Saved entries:
· · · ·

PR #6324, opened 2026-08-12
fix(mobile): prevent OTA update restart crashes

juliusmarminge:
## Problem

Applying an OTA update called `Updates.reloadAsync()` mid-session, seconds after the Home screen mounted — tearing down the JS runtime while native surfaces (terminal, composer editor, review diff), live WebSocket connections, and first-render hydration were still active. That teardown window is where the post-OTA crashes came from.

· · · ·

What is being asked
Set down every record once more, exactly as written.

Worked solution
PR #6324, opened 2026-08-12
fix(mobile): prevent OTA update restart crashes

juliusmarminge:
## Problem

Applying an OTA update called `Updates.reloadAsync()` mid-session, seconds after the Home screen mounted — tearing down the JS runtime while native surfaces (terminal, composer editor, review diff), live WebSocket connections, and first-render hydration were still active. That teardown window is where the post-OTA crashes came from.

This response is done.